Simply put, Dynamic Programming is a technique of breaking down a problem into subproblems, solving these subproblems once, and storing their solutions. You might ask why do we need to store these solutions? Well, in Computer Science, we define something to be efficient if it is fast and takes up little memory. By storing these solutions, we are able to simply look it up if the same problem resurface and this saves a lot of computation time because there is no need to recompute the solution. But wait! Efficiency consists of BOTH time and space complexity, so why does it matter if we reduce the time it takes to solve the problem only to increase the space used. This is why it's important to understand that in Dynamic Programming, what we are ultimately hoping to achieve is a significantly faster computation time at the expense of a modest increase in space used.

Approaches

There are essentially two ways you can go about in storing solutions to problems, and they are:

  1. Memoization (Top-Down Approach)
  2. Tabulation (Bottom-Up Approach)

In the Top-Down Approach, the general code structure would look something like:

def top-down(n):
if memo[n] is not initialized:
    # the epsilon below represents some computation that you do which is stored in memo
    # usually the computation will involve some recursive call that approaches the base case
    memo[n] = ... 
return memo[n]

Because this approach involves solving subproblems by tracing back to the base case, it is called a top-down approach. When we want to find a solution to the nth problem, we search for an answer to the n-1 th, n-2 th problem, and so on until the base case.

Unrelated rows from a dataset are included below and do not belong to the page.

PR #93, opened 2020-05-02
Simplify plugin & test Model imports

evantahler:
This PR allows plugins to import models directly from `@grouparoo/core` without worrying about `dist` or `src`!  Similarly, this PR ensures compatibility between all models regardless of running within Typescript or JS.  This means that the types exported by the SpecHelper and direct import will no longer conflict: 

```ts

import { Profile } from `@grouparoo/core` // <-- just use the package directly
import { helper } from "@grouparoo/core/tests" // <-- I'm a new import helper
let profile: Profile

// later in the test
profile = await helper.factories.profile() // OK NOW! 
```

1) Any plugin which might access the models from `@grouparoo/core` (either in test or directly) needs to add a start method to it's initializer, `plugin.mountModels()`. This method checks each model in *this* export context (likely JS), and ensures that it has been attached to `api.sequelize` so it knows how to talk to the database.  `api.sequelize` is equally likely built in the TS context (dev mode or test) or JS (npm start).  Either way, this method will make sure things are OK.

2) We can no longer use `private` methods on our Models.  From `documents/databases.md`:

> ## Grouparoo Model Guidelines
> 
> - No private methods. This breaks compatibility between Typescript-exported model definitions (to JS) and the TS files themselves. We require this compatibility as plugins both source and export to core... so a single runtime's require path may be `core/dist -> plugin/src` or even `core/dist -> plugin/dist -> core/src`
>  - Instead, Pretend it's 1999 and prefix methods you want to be private with `_`, i.e. `async _privateMethod()`
> - New models need to be enumerated a few places:
>   - `Index.ts`
>   - `SpecHelper.ts`
>  - `modules/plugin.ts`

3) `@grouparoo/core` now exports the specHelper too so factories and setup for tests should be easy to use: `import { helper } from "@grouparoo/core/tests"`
---

goal: simplify how Models are imported by plugins. 
problems: `Model not initialized: Member "findOne" cannot be called. "ProfilePropertyRule" needs to be added to a Sequelize instance`

This problem happens when the plugin uses the `dist` but we are running the `src`.  There are hacks (like `plugin.ensureModelsMounted()`) but needing to call that within every plugin is annoying.

Ideas: 
* Can the spec helper do something like `plugin.ensureModelsMounted()`?


evantahler:
https://github.com/grouparoo/grouparoo/pull/93/commits/f9f4615fc939c8bb2a05d75a771737ffefa11b0f demonstrates something interesting: 

Even though this branch has `@gropuaroo/core` exporting the models, which works great for the 'normal' plugin files, the integration tests still need to explicitly load the models from `src` - this is because our specHelper, factories, etc from core all source `src`, as the expect to be used within core's test suite.

PR #100, opened 2020-05-04
API Keys and new Permission System

evantahler:
This PR upgrades Grouparoo's permission system.  Closes https://www.pivotaltracker.com/story/show/172570932

Actions now extend `AuthenticatedAction` which allows each action to specify their topic and if they require `read` or `write` access on that topic. 

```ts
export class AppCreate extends AuthenticatedAction {
  constructor() {
    super();
    this.name = "app:create";
    this.description = "create an app";
    this.outputExample = {};
    this.permission = {topic: "app", mode: 'write'}; // <--- Here
    this.inputs = {
      name: { required: false },
      type: { required: true },
      state: { required: false },
      options: { required: false },
    };
  }

  async run({ params, response }) {
   // ...
  }
}
```

Under the hood, `AuthenticatedAction` uses a new middleware, `authenticated-action` which replaces the previous `role-*` and `team-member` middleware. Depending on if the request to the action included an `apiKey` or not, the `authenticated-action` middleware will go down one of two paths to attempt to authenticate the user - session cookie + csrf token or API key. 

A new generic `Permission` model is added which can be used by both `Team`s and `ApiKey`s.  Both can enumerate their topics and opt in and out of read and write for each.

The list of all topics is held by `Permission.topics()` and we validate each action against that list.

* Teams now use per-topic permissions (read/write)
  * permissions can be `locked`. this means that they cannot be changed.  This is helpful for the `deletable=false` default admin team so you can't lock yourself out of the tool.
* Api Keys exist!
  * API Keys use the same per-topic permission model as teams

Notes
* A few Actions don't use `AuthenticatedAction`, like signIn and status, as they are not authenticated actions. 
* Even a few more actions do require a logged-in-user, but should never 
disable a user from accessing them, regardless of permission set (ie: `account:edit`).  These actions set their `permissionTopic = '*'`, which will still require an authenticated team member, but not check permissions for that topic. 

TODO: 
- [x] UI for team permissions
- [x] API Key actions
- [x] API Key UI
- [x] Tests for new permission system
- [x] Tests for APIKey models
- [x] Tests for APIKey actions


evantahler:
Team Permissions Table replaces the old global `read`, `write` and `administer` settings

Screen Shot 2020-05-05 at 10 57 34 AM

evantahler:
Permission system is re-usable for `APIkeys`

Screen Shot 2020-05-05 at 12 18 42 PM
Screen Shot 2020-05-05 at 12 18 51 PM

PR #106, opened 2020-05-07
Swagger UI

evantahler:
Now that we have API keys and global way to authorize API Requests... lets easily expose our API! 

All of the needed data can be sourced from `package.json` or the action definitions. 

Screen Shot 2020-05-06 at 5 53 23 PM


evantahler:
There is one outstanding issue with the swagger form reading user input.  see https://github.com/swagger-api/swagger-ui/issues/5990

PR #111, opened 2020-05-07
Big query Source

bleonard:
- Query Source
- Table Source


plugins/@grouparoo/bigquery/.npmignore
```diff
@@ -0,0 +1,10 @@
+# General
```
evantahler, line 1: Normally, npm will ignore whatever .gitignore ignores.  The existence of an npm ignore file tells npm to use this instead of the .gitignore.  I think it will be better to only have one ignore file for the project (.gitignore).  What's different here than in the .gitigonore

plugins/@grouparoo/bigquery/__tests__/.env.example
```diff
@@ -0,0 +1,5 @@
+# Note: These are only needed when recording new nock fixtures
```
evantahler, line 1: Just checking that none if this data is secret... looks like a real key?

plugins/@grouparoo/bigquery/src/lib/validateQuery.ts
```diff
@@ -0,0 +1,24 @@
+export function validateQuery(sql: string) {
+  const lowerCaseSQL = sql.toLowerCase();
+
+  if (lowerCaseSQL.indexOf(";") >= 0) {
+    throw new Error("only provide a single query");
+  }
+
+  if (lowerCaseSQL.indexOf("--") >= 0) {
```
evantahler, line 8: Might also want to check for "#" https://cloud.google.com/bigquery/docs/reference/standard-sql/lexical#comments

evantahler (commented):
Woo! 
... and that is some very through testing!

Just some minor comments.

plugins/@grouparoo/bigquery/.npmignore
bleonard: I didn't even know this was here. it's just from copying the postgres plugin. looks like most plugins have an `.npmignore` - should we make a story to standardize having them or not or something?

plugins/@grouparoo/bigquery/__tests__/.env.example
bleonard: it's fake!

plugins/@grouparoo/bigquery/.npmignore
evantahler: OH! forget everything I said here - we *do* want NPM to think differently than git!  We want git to ignore `/dist` but we do want that published to NPM.  It's all good!

Sorry!

PR #2070, opened 2021-07-21
Periodically confirm that profiles still exist in the source

pedroslopez:
- [x] Confirm after schedule runs (if option is selected) - for sources that want to delete profiles every time the schedule runs (full table)
- [x] Confirm at a set frequency - for sources with large amounts of profiles that work off a high watermark, so this can be done less frequently
  - [x] Setting to configure how often we confirm
- [x] Mark all properties pending (to clear everything else out and correctly remove from groups if needed) 
- [x] Create imports - we're marking everything pending so there could be unrelated changes in other properties. Make imports so we can track these changes.
- [x] Testing

(?) Do we need a run for these imports? What kind of run would it be? Who would be its creator?

### New option on schedules:
Is this name too long?
image

### DIFF
--- a/core/src/actions/schedules.ts
+++ b/core/src/actions/schedules.ts
@@ -76,6 +76,7 @@ export class ScheduleCreate extends AuthenticatedAction {
       name: { required: false },
       sourceId: { required: true },
       recurring: { required: true },
+      confirmProfiles: { required: false },
       state: { required: false },
       options: { required: false },
       recurringFrequency: { required: true, default: 0 },
@@ -89,6 +90,7 @@ export class ScheduleCreate extends AuthenticatedAction {
       sourceId: params.sourceId,
       recurring: params.recurring,
       recurringFrequency: params.recurringFrequency,
+      confirmProfiles: params.confirmProfiles,
     });
 
     if (params.options) await schedule.setOptions(params.options);
--- a/core/src/actions/schedules.ts
+++ b/core/src/actions/schedules.ts
@@ -116,6 +116,7 @@ export class ScheduleEdit extends AuthenticatedAction {
       name: { required: false },
       sourceId: { required: false },
       recurring: { required: false },
+      confirmProfiles: { required: false },
       state: { required: false },
       options: { required: false },
       recurringFrequency: { required: false },
@@ -136,7 +137,11 @@ export class ScheduleEdit extends AuthenticatedAction {
     if (params.options) await schedule.setOptions(params.options);
     if (params.filters) await schedule.setFilters(params.filters);
 
-    await schedule.update({ state: params.state, name: params.name });
+    await schedule.update({
+      state: params.state,
+      name: params.name,
+      confirmProfiles: params.confirmProfiles,
+    });
 
     await ConfigWriter.run();
 
--- a/core/src/initializers/settings.ts
+++ b/core/src/initializers/settings.ts
@@ -148,7 +148,7 @@ export class Plugins extends CLSInitializer {
         title: "Confirm Profile Existence Days",
         defaultValue: 7,
         description:
-          "How many days should we wait before creating an import for a profile that hasn't been seen in a while to confirm they still exist in the source?",
+          "How often should Grouparoo check that a Profile still exists in your Source, deleting the Profile if it has been removed? Setting to `0` will disable this check.",
         type: "number",
       },
       {
--- a/core/src/initializers/settings.ts
+++ b/core/src/initializers/settings.ts
@@ -144,6 +144,14 @@ export class Plugins extends CLSInitializer {
         type: "string",
       },
       {
+        key: "confirm-profiles-days",
+        title: "Confirm Profile Existence Days",
+        defaultValue: 7,
+        description:
+          "How many days should we wait before creating an import for a profile that hasn't been seen in a while to confirm they still exist in the source?",
+        type: "number",
+      },
+      {
         key: "sweeper-delete-old-runs-days",
         title: "Sweeper: Delete Old Runs Days",
         defaultValue: 31,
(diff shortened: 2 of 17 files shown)


core/src/actions/schedules.ts
```diff
@@ -116,6 +116,7 @@ export class ScheduleEdit extends AuthenticatedAction {
       name: { required: false },
       sourceId: { required: false },
       recurring: { required: false },
+      confirmProfiles: { required: false },
```
evantahler, line 121: Probably should be added as an option to `schedule:create` as well.  

Please also test the Actions with these new params.

core/src/initializers/settings.ts
```diff
@@ -143,6 +143,14 @@ export class Plugins extends CLSInitializer {
           "The default country code Grouparoo will use to format phone numbers and display data",
         type: "string",
       },
+      {
+        key: "confirm-profiles-days",
+        title: "Confirm Profile Existence Days",
+        defaultValue: 7,
+        description:
+          "How many days should we wait before creating an import for a profile that hasn't been seen in a while to confirm they still exist in the source?",
```
evantahler: I think this description is a bit too nerdy for the end-users.  How about: 

> How often should Grouparoo check that a Profile still exists in your Source, deleting the Profile if it has been removed?

core/src/tasks/profile/confirm.ts
```diff
@@ -0,0 +1,61 @@
...
+import { Schedule } from "../../models/Schedule";
+import { Run } from "../../models/Run";
+import { ProfileOps } from "../../modules/ops/profile";
+
+export class ProfilesConfirm extends CLSTask {
+  constructor() {
+    super();
+    this.name = "profiles:confirm";
+    this.description = "Confirm that profiles still exist in the source";
+    this.frequency = 1000 * 30;
```
evantahler, line 14: Nice!  So this one task will check both properties owned by a source's schedule (that's a mouthful) that are old AND any properties that are globally old.

evantahler: I'm a little curious about the processing time involved here: 
* This task runs every 30 seconds.  
* If there are a lot of Properties to update, this task will re-enqueue itself
* In that time, 30s may have passed, and this task will be re-enqueued again
* If the server is spending all it's time on  `ProfileOps.confirmExistence`, it's likely that none of the Imports could get processed... and we might have an loop?

While the `import` queue is higher in priority than the `profiles` queue, the properties might not be updated before the next loop as the `profileProperties` priority is after `profiles`

---

Update: I think I figured it out! The import will make the ProfileProperty not `ready`, and therefore not found in the next loop of `confirmExistence`.  Was that the intent @pedroslopez ?

core/src/initializers/settings.ts
evantahler: We should also note that setting this to "0" disables the check.

evantahler (changes requested):
Good work! There's some minor cleanup noted in the comments below.

The question of needing a Run for these imports is really interesting:
* There may be UI and `apiData()` assumptions that all Imports belong to a Run
* Where may be Sweeper assumptions that Imports belong to a Run

Perhaps:
* In the case of a Schedule check, we can attach the Import to the most recent schedule's run (you are already loading it up in `core/src/tasks/profile/confirm.ts`
* The global case is tricker... The task could create a "complete" internal run to apply the Imports too if needed

core/src/tasks/profile/confirm.ts
pedroslopez: You got it! Affected profiles (and their properties) become `pending` and `confirmExistence` explicitly looks for profiles and properties that are `ready`. Once these properties go back to being `ready`, they'll have a new `confirmedAt` timestamp as well so `confirmExistence` again won't pick them up until it's time to do so.

ui/ui-components/pages/import/[id]/edit.tsx
```diff
@@ -42,14 +35,13 @@ export default function Page(props) {
...
-                {_import.creatorId}
-              </a>
-            </Link>
+            {_import.creatorType === "run" ? (
+              <Link href="/run/[id]/edit" as={`/run/${_import.creatorId}/edit`}>
+                <a>{_import.creatorId}</a>
+              </Link>
+            ) : (
+              _import.creatorId
+            )}
```
Comment (pedroslopez) [inline ui/ui-components/pages/import/[id]/edit.tsx:44]: From what I could see, imports never have `creatorType: "group"` and the only `creatorTypes` we're using is `run`, `api` (in the `import:create` action, which I believe itself is unused) and now `task`. I changed this to what was already being used in `ui-components/components/import/list.tsx`.

core/src/modules/ops/profile.ts
```diff
@@ -707,6 +708,69 @@ export namespace ProfileOps {
...
+        },
+      ],
+    });
+
+    const now = new Date();
+    const bulkImports = [];
+
+    const creatorInfo = run
+      ? { creatorType: "run", creatorId: run.id }
+      : { creatorType: "task", creatorId: "profiles:confirm" };
```
evantahler, line 752: 👍

evantahler (changes requested):
There's one more UI component to change - check out `components/import/list` - we link to the run from there too.

pedroslopez:
> There's one more UI component to change - check out `components/import/list` - we link to the run from there too.

@evantahler are you referring to this?

https://github.com/grouparoo/grouparoo/blob/9a5ab2106b7022eab0f6c7cf71cce11cbac19790/ui/ui-components/components/import/list.tsx#L112-L122

If so, it already checks the creatorType, and is the same way I'm doing it for `ui/ui-components/pages/import/[id]/edit.tsx`

evantahler:
> > There's one more UI component to change - check out `components/import/list` - we link to the run from there too.
> 
> @evantahler are you referring to this?
> 
> https://github.com/grouparoo/grouparoo/blob/9a5ab2106b7022eab0f6c7cf71cce11cbac19790/ui/ui-components/components/import/list.tsx#L112-L122
> 
> If so, it already checks the creatorType, and is the same way I'm doing it for `ui/ui-components/pages/import/[id]/edit.tsx`

Oh! yeah, that's a good check :D

evantahler (approved):

PR #2072, opened 2021-07-22
add option to keep old property value if it's no longer found

pedroslopez:
Open to suggestions on a better name for this option!

Once both this and #2070 is merged, we can probably optimize the `profiles:confirm` task to ignore properties that have this set to `true`.


evantahler (approved):
This looks great, and naming things is hard.

Perhaps... `PersistPreviousValueWhenNotFound` ? That's terribly long.  Maybe `PersistPreviousValueWhenMissing`...

Maybe over the weekend inspiration will strike.

PR #2075, opened 2021-07-23
check type on newUrl before matching

teallarson:
Previously, trying to skip a step would cause an error: `newUrl.match is not a funciton`.

`newUrl.match is not a function` error was due to newUrl sometimes not being a string depending where it was called from.  We only want to check matches on strings.


evantahler (commented):
Good find!

I'm going to suggest to continue on https://github.com/grouparoo/grouparoo/pull/2076 instead of this PR.  If we can get the Types for all of the EventDispatchers set, we'll prevent more problems like this in the future.

evantahler:
@tealjulia now that https://github.com/grouparoo/grouparoo/pull/2076 is merged in do you want to include this too, or is it covered?

teallarson:
Closing.  Was fixed with #2076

In the Bottom-Up Approach, it is simply the opposite. We first compute solutions to all the possible base cases and then work up from there to reach the solution we want. A general code structure for the tabulation approach would look something like:

def bottom-up(n):
    for i = 1 to i = n:
        table[i] = ...
    return table[n]

So now that you know the two approaches to DP, which approach should you use? As with almost any answer, it depends. Generally, you would want to use the top-down approach if not all solutions to subproblems need to be computed. This would save unnecessary computation time that is needed when using the bottom-up approach. Conversely, you should use the bottom-up approach if solutions to all subproblems need to be computed anyways since it prevents recursive call overheads that would almost always make the bottom-up approach faster.

At this point, I believe you've learned all you need to know about Dynamic Programming such that we are ready to work on our first problem in the next chapter of the series. Thanks for reading and until then!